Something that has always fascinated me is the confrontation with a completely divergent culture. We do not throw off to travel far to realize that tribe really lead different lives in other countries and that the saying phratry sweet home often applies to most of us. What if we suddenly had to leave our homes and slump somewhere else, somewhere where other values and beliefs where common and where volume round a different language? Would we still try to hang on to the old home by speaking our mother tongue, practising our own religion and culture or would we give in to the new and exciting country and forget our preceding(a)? And what would it be like for our children, and their children? In Identity Lessons - Contemporary Writing or so Learning to Be American I found many different stories telling us what it is like to be trapped between deuce cultures.

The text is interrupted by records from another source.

PR #176, opened 2022-11-10
Contentstack Migration

spark33:


components/ContentstackRichText/componentMap.tsx
```diff
@@ -0,0 +1,214 @@
...
+        padding: 8px;
+        vertical-align: middle;
+        border-bottom: 3px solid ${palette.gray.light2};
+      `}
+    >
+      <ContentstackChildren nodeChildren={node.children} />
+    </th>
+  ),
+  [BLOCKS.TABLE_CELL]: node => (
+    <td
```
brookescarlett, line 201: such a nit but could add a TODO here (or ticket?) to upgrade to our table components once the migration work is complete

components/navigation/NavigationContent.tsx
```diff
@@ -59,60 +64,59 @@ function NavigationContent({
...
+                    }
+                    active={contentPage.title === activePage}
+                  >
+                    {contentPage.title}
+                  </SideNavItem>
+                ))}
+            </SideNavGroup>
+          ))}
+          <SideNavGroup header="Components" glyph={<Icon glyph="Apps" />}>
+            {components
```
brookescarlett, line 94: should we do this sort higher up so that we can use the same order in both the mobile and desktop version of the navigation?

utils/getContentstackResources.ts
```diff
@@ -0,0 +1,88 @@
...
+export async function getComponent(componentName: string): Promise<any> {
+  try {
+    const query = Stack.ContentType('component').Query();
+    const result = await query
+      .where('title', startCase(componentName))
+      .includeEmbeddedItems()
+      .toJSON()
+      .find();
+    return result[0][0];
+    // const cdaUrl = `https://cdn.contentstack.io/v3/content_types/component/entries?environment=main&query=\{\"title\":\"${startCase(componentName)}\"\}&includeEmbeddedEntries[]=BASE`
```
brookescarlett, line 34: rm?

components/ContentstackRichText/componentMap.tsx
spark33: Sooa designed these guideline tables while Alven's still working on the Table component, so not 100% certain they're identical? We can create a ticket once we've confirmed.

components/ContentstackRichText/HeaderContent.tsx
```diff
@@ -45,16 +44,16 @@ const StyledIcon = styled(Icon)`
...
-      </StyledAnchor>
-    </Link>
-  );
-};
+const HeaderContent = ({
+  children,
+  headerId,
+}: PropsWithChildren<{ headerId: string }>) => (
+  <Link href={`#${headerId}`} passHref>
+    <StyledAnchor id={headerId}>
```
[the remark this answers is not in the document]
spark33: Nope. We want these links to look like the headers that wrap them, so we just want NextJS Links here.

tsconfig.tsbuildinfo
```diff
@@ -1 +1 @@
...
...2,1],[707,1],[708,1],[712,1],[714,1],[715,1],[719,1],[723,1],[724,1],[725,1],[726,1],[727,1],[728,1],[729,1],[730,1],[735,1],[736,1],[738,1],[680,1],[681,1],[682,1],[675,1],[678,1],[684,1],[691,1],[701,1],[710,1],[720,1],[721,1],[732,1],[742,1],[706,1],[663,1],[672,1],[674,1],[683,1],[686,1],[688,1],[694,1],[695,1],[696,1],[704,1],[711,1],[718,1],[722,1],[734,1],[740,1],[741,1],[660,1],[661,1],[662,1],[665,1],[666,1],[667,1],[668,1],[669,1],[671,1],[705,1],[713,1],[716,1],[731,1],[733,1],[737,1],[697,1],[685,1],[687,1],[670,1],[703,1],[709,1],[717,1],[664,1],[659,1],[679,1],[739,1],[369,1],[368,1],[643,1],[446,1],[413,1],[412,1],[445,1],[404,1],[396,1],[411,1],[408,1],[409,1],[410,1],[406,1],[407,1],[560,1],[559,1],[557,1],[616,1],[556,1],[599,1],[598,1],[444,1],[443,1],[544,1],[825,1],[551,1],[549,1],[550,1],[548,1],[405,1],[499,1],[2,1],[3,1],[4,1],[5,1],[6,1],[7,1],[8,1],[9,1],[10,1],[367,1],[402,1],[398,1],[401,1],[400,1],[399,1],[534,1],[750,1],[656,1],[657,1],[752,1],[753,1],[754,1],[749,1],[535,1],[375,1],[361,1],[751,1],[536,1],[538,1],[617,1],[539,1],[289,1],[540,1],[653,1],[541,1],[542,1],[543,1],[561,1],[360,1],[562,1],[563,1],[354,1],[370,1],[371,1]]},"version":"4.9.3"}
```
TheSonOfThomp, line 1: Don't think we should be committing this file

.env.example
```diff
@@ -1,5 +1,3 @@
-CONTENTFUL_ACCESS_TOKEN='<Personal access token>'
-NEXT_PUBLIC_CONTENTFUL_SPACE_ID='s9zggw79q9w3'
-NEXT_PUBLIC_CONTENTFUL_DELIVERY_TOKEN='<Content Delivery API - access token>'
-NEXT_PUBLIC_CONTENTFUL_PREVIEW_TOKEN='<Content Preview API - access token>'
+NEXT_PUBLIC_CONTENTSTACK_API_KEY='apikey'
+NEXT_PUBLIC_CONTENTSTACK_DELIVERY_TOKEN='token'
```
TheSonOfThomp, line 2: Could we add some details to the Readme on how to get these tokens?

components/ContentstackRichText/HeaderContent.tsx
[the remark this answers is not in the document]
TheSonOfThomp: Small nit, but should we import this as `NextLink` to avoid confusion later on?

components/ContentstackRichText/ContentstackRichText.tsx
```diff
@@ -0,0 +1,22 @@
...
+  content: any;
+  options?: any;
+}) => {
+  if ('text' in content) {
+    return <ContentstackText node={content} />;
+  } else {
+    return content.type && componentMap[content.type] ? (
+      componentMap[content.type](content, options)
+    ) : (
+      <>Unknown node type: {JSON.stringify(content)}.</>
```
TheSonOfThomp, line 17: Probably won't happen often, but should we really be outputting this to the DOM? I guess it makes it obvious if there's an issue 😆

components/ContentstackRichText/ContentstackEntry.tsx
```diff
@@ -0,0 +1,95 @@
...
+        </Badge>
+      );
+
+    case 'button_block':
+      return (
+        <Button
+          variant={entry.variant}
+          href={entry.link}
+          css={css`
+            margin: 0; // remove default Safari margin
```
TheSonOfThomp, line 44: Seems like something we should be removing in the component itself

components/ContentstackRichText/ContentstackImage.tsx
```diff
@@ -0,0 +1,33 @@
+import { css } from '@emotion/react';
+import Image from 'next/image';
+import { useState } from 'react';
+
+const ContentstackImage = ({ content }) => {
+  const attrs = content.attrs;
+  const [width, setWidth] = useState<number>(attrs['width'] ?? 700);
+  const [height, setHeight] = useState<number>(attrs['height'] ?? 300);
```
TheSonOfThomp, line 8: Are `700` & `300` just arbitrary, or are they a Contentstack default?

components/ContentstackRichText/HeaderContent.tsx
```diff
@@ -45,16 +44,16 @@ const StyledIcon = styled(Icon)`
...
-  return (
-    <Link href={`#${headerId}`} passHref>
-      <StyledAnchor id={headerId}>
-        <LinkContent>{children}</LinkContent>
-        <StyledIcon glyph="Link" fill={palette.gray.light1} />
-      </StyledAnchor>
-    </Link>
-  );
-};
+const HeaderContent = ({
```
TheSonOfThomp, line 47: Might be worth adding some short docs on what this component does

components/ContentstackRichText/componentMap.tsx
```diff
@@ -0,0 +1,217 @@
...
+            td:nth-of-type(${index + 1}),
+            th:nth-of-type(${index + 1}) {
+              width: ${colWidth}px;
+            }
+          `,
+            )}
+          `}
+        >
+          <ContentstackChildren nodeChildren={node.children} />
+        </table>
```
TheSonOfThomp, line 150: Why not our `Table`?

components/ContentstackRichText/types.ts
```diff
@@ -0,0 +1,31 @@
...
+  ANCHOR = 'a',
+  REFERENCE = 'reference',
+  HEADING_1 = 'h1',
+  HEADING_2 = 'h2',
+  HEADING_3 = 'h3',
+  HEADING_4 = 'h4',
+  HEADING_5 = 'h5',
+  HEADING_6 = 'h6',
+  OL_LIST = 'ol',
+  UL_LIST = 'ul',
```
TheSonOfThomp, line 17: Ordered list list 😛

pages/component/[componentName]/documentation.tsx
```diff
@@ -47,9 +44,7 @@ const ComponentDocumentation = ({
 
 ComponentDocumentation.getLayout = function getLayout(page: ReactElement) {
   return (
-    <ComponentLayout componentFields={page.props.fields}>
-      {page}
-    </ComponentLayout>
+    <ComponentLayout component={page.props.component}>{page}</ComponentLayout>
```
Comment (TheSonOfThomp) [inline pages/component/[componentName]/documentation.tsx:47]: We should just make sure we're not sending too much data to the componentLayout page

pages/component/[componentName]/documentation.tsx
```diff
@@ -60,20 +55,8 @@ export async function getStaticProps({ params: { componentName } }) {
...
-    props: {
-      componentName,
-      fields,
-      changelog,
-      readme,
-      tsDoc,
-    },
-  };
+  const component = await getComponent(componentName);
+  return { props: { componentName, component, changelog, readme, tsDoc } };
```
Comment (TheSonOfThomp) [inline pages/component/[componentName]/documentation.tsx:59]: Did this just get prettified?

pages/component/[componentName]/example.tsx
```diff
@@ -18,27 +18,21 @@ const ComponentExample = ({
...
 export const getStaticPaths = getStaticComponentPaths;
 
 export const getStaticProps = async ({ params }) => {
   const { componentName } = params;
-
-  // Here we pull out the designGuidelines to ensure we're not passing that to this page unnecessarily
-  const { designGuidelines, ...fields } = await getComponentFields(
-    componentName,
-  );
+  const component = await getComponent(componentName);
```
Comment (TheSonOfThomp) [inline pages/component/[componentName]/example.tsx:29]: Similar comment to above. We should make sure we're not sending _all_ the data to the `example` & `docs` pages unnecessarily

utils/getContentstackResources.ts
```diff
@@ -0,0 +1,76 @@
...
+  api_key: process.env.NEXT_PUBLIC_CONTENTSTACK_API_KEY as string,
+  delivery_token: process.env.NEXT_PUBLIC_CONTENTSTACK_DELIVERY_TOKEN as string,
+  environment: 'main',
+});
+
+export async function getComponents(): Promise<any> {
+  try {
+    const results = await Stack.ContentType('component')
+      .Query()
+      .limit(100)
```
TheSonOfThomp, line 14: What happens when we reach 100 components? 😛

utils/getContentstackResources.ts
```diff
@@ -0,0 +1,76 @@
...
+    const result = await query
+      .where('title', startCase(componentName))
+      .includeEmbeddedItems()
+      .toJSON()
+      .find();
+    return result[0][0];
+  } catch (error) {
+    console.error(error);
+  }
+}
```
TheSonOfThomp, line 37: Should maybe consider being more explicit in the error message

utils/getContentstackResources.ts
```diff
@@ -0,0 +1,76 @@
...
+    const query = Stack.ContentType('content_page').Query();
+    const result = await query
+      .where('title', startCase(contentPageName))
+      .includeEmbeddedItems()
+      .toJSON()
+      .find();
+    return result[0][0];
+  } catch (error) {
+    console.error(error);
+  }
```
TheSonOfThomp, line 65: Same here

components/ContentstackRichText/ContentstackRichText.tsx
spark33: Yeah I was thinking since the users are mainly MongoDB designers, being able to diagnose issues faster would be easier. We could also explore having a component to render bugs like this in a more user-friendly way in the future.

components/ContentstackRichText/ContentstackEntry.tsx
spark33: Feel free to create a ticket if you think so! I think I added this because Safari's browser default styles adds a margin.

components/ContentstackRichText/ContentstackImage.tsx
spark33: 700 is because the `max-width` of the container is 700px, and that's what most of our guidelines assets are optimized for. 300 is arbitrary - most of our images seemed to render decently there.

These values should only be defined when everything that can go wrong goes wrong though. Didn't think it was a big deal.

components/ContentstackRichText/componentMap.tsx
spark33: The structure of the rich text JSON doesn't play well with our current API. We could migrate after the new Table component is build though

components/ContentstackRichText/types.ts
spark33: LOL that's how contentful had it and I never changed it - changing it now.

pages/component/[componentName]/example.tsx
Comment (spark33) [reply pages/component/[componentName]/example.tsx:29]: Yeah I agree. I think at this point though, we consider it a future performance improvement and not let it block this merge. Partially because I just want to get it in, but also because there are more ways to optimize the performance here now that we're using Contentstack. For example, I believe Contentstack allows us to make requests for entries that just exclude certain fields. It would be nice to identify performance improvements and do a full sweep.

tsconfig.tsbuildinfo
spark33: I don't know why it was committed when it's already marked in `.gitignore`. Removed!

pages/component/[componentName]/documentation.tsx
Comment (spark33) [reply pages/component/[componentName]/documentation.tsx:59]: No, I removed it when I was first starting out with dev on this migration just to reduce the number of variables that could introduce bugs. More on this on a later comment

utils/getContentstackResources.ts
spark33: Removed! It was just something I tried when the request wasn't working.

tsconfig.tsbuildinfo
TheSonOfThomp: Looks like it was added again. Might need to follow this: https://stackoverflow.com/a/7532131/2200383

components/ContentstackRichText/ContentstackEntry.tsx
```diff
@@ -0,0 +1,95 @@
...
+          `}
+        >
+          {entry.content}
+        </Button>
+      );
+
+    case 'callout_block':
+      return (
+        <Callout variant={Variant[entry.variant]} className="nested-entry">
```
brookescarlett, line 53: why className rather than css here?

components/ContentstackRichText/ContentstackImage.tsx
TheSonOfThomp: We should avoid using magic numbers here though. If it's the max-width of the container, we should use the same variable

components/ContentstackRichText/componentMap.tsx
```diff
@@ -0,0 +1,217 @@
...
+import HeaderContent from './HeaderContent';
+import { BLOCKS } from './types';
+import { palette } from '@leafygreen-ui/palette';
+
+const componentMap = {
+  [BLOCKS.DOCUMENT]: (node, options) => {
+    return (
+      <div
+        css={
+          (!options || !options.isNested) &&
```
brookescarlett, line 23: isNested feels very heavy to me. We're passing it through options in a lot of places only to change how margin is set. Does it make sense to pass this prop everywhere or just set the css where relevant? Not blocking feedback, just thinking outloud

components/ContentstackRichText/ContentstackEntry.tsx
TheSonOfThomp: 👍 https://jira.mongodb.org/browse/LG-2681

brookescarlett: Leave a comment on that ticket to clean this up after that's fixed :)

pages/component/[componentName]/documentation.tsx
Comment (TheSonOfThomp) [reply pages/component/[componentName]/documentation.tsx:59]: Should run `fix` then 😛

pages/component/[componentName]/example.tsx
Comment (TheSonOfThomp) [reply pages/component/[componentName]/example.tsx:29]: That's fair. We should make sure we don't forget about this though

Comment (brookescarlett) [reply pages/component/[componentName]/example.tsx:29]: Do we have a perf ticket? if not, let's make one? And maybe add to the .design bug bash doc? I want to keep track of things we find blocking v. not blocking before releasing to main.

utils/getContentstackResources.ts
TheSonOfThomp: Elsewhere we have `console.error('No Component pages found', error);`. We should add a short message here saying "Component ${componentName } not found"

components/ContentstackRichText/ContentstackImage.tsx
brookescarlett: ➕

components/ContentstackRichText/ContentstackEntry.tsx
TheSonOfThomp: I think we typically use `className`. I'd ask why `css` elsewhere 😛

components/ContentstackRichText/componentMap.tsx
spark33: The tricky thing is that all nested entries in Contentstack come to us as `type === BLOCKS.Document`, so it's tricky to define the margin at the document level. We could just override this margin at the page level maybe? But I thought this would be a pretty flexible pattern that we could use to support other options in the future?

brookescarlett: Kk you may be right, re future proofing

brookescarlett (approved):

brookescarlett:
Make sure @TheSonOfThomp is all set before merging :)

components/ContentstackRichText/ContentstackEntry.tsx
spark33: I think `css` is the preferred prop for css strings in the latest emotion? Let me know if I'm wrong here.

We use className in leafygreen-ui because we're on an old emotion version, but I think the new emotion pushes us to use either styled components or the css prop.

In this short essay I aim to show that be to two cultures can be very confusing. In Beets by Tiffany Midge we learn a family of four, where the mother is an Indian and the father is white. The eldest daughter learns nearly the Plains Indians and their culture in school, but the truth she is told there is different from the peerless her father wants to prove. Such mixed messages are also what the speaker of Abraham Rodriguez Jrs The boy Without a Flag receives. He refuses to salute the American flag, because his father keeps on lecture about all the bad things America has done to their home Puerto Rico, and indeed believes that he has done what is expected of him, but the father gets angry with him for jeopardizing his commandment and future. The boy feels as if the father has collaborated with the enemy and does not understand how this could have happened. It took him until he had grown up to understand that the father only cherished what was best for him. In Made You Mine, America Ali Zarrin describes his coming to the USA as a adolescent to study and find himself a better future. It was a struggle for him to care with the differences from his native country in the Middle East America was to be the country of dreams and possibilities, but he had to realize it had the poor and homeless people as well.